I think it is important to remember here that although 2Fo-Fc maps can
have "Fourier ripples" (AKA series termination errors) difference maps
are "resistant" to them. This is because "leaving out" data in a map
calculation is equivalent to setting the coefficient to zero, and for
a difference map this is not such a bad guess, especially for
high-angle data.
However, difference maps are not "immune" to other kinds of errors,
like Fc not quite capturing the "real" electron density. This can be
particularly apparent around heavy atoms, since they are "taller" in
electrons/A^3 than protein atoms, and so a ~10% percent error on a Zn
atom amounts to 3 electrons, or half a carbon atom!

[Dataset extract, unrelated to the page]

PR #2593, opened 2024-09-03
updates duplicate mapping functinality to be more performant

evisdrenova:
A few updates to make making mongo mappings more performant.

One example of
where such a "bump" could come from is if the distribution of Zn
positions is not a perfect Gaussian. There is no way to exactly
capture non-Gaussian shapes with a Gaussian atom model (B factor).
So, the refinement programs does the best it can to line up the
shapes, but then you see "ripples". However, these ripples have
nothing to do with series-termination artifacts.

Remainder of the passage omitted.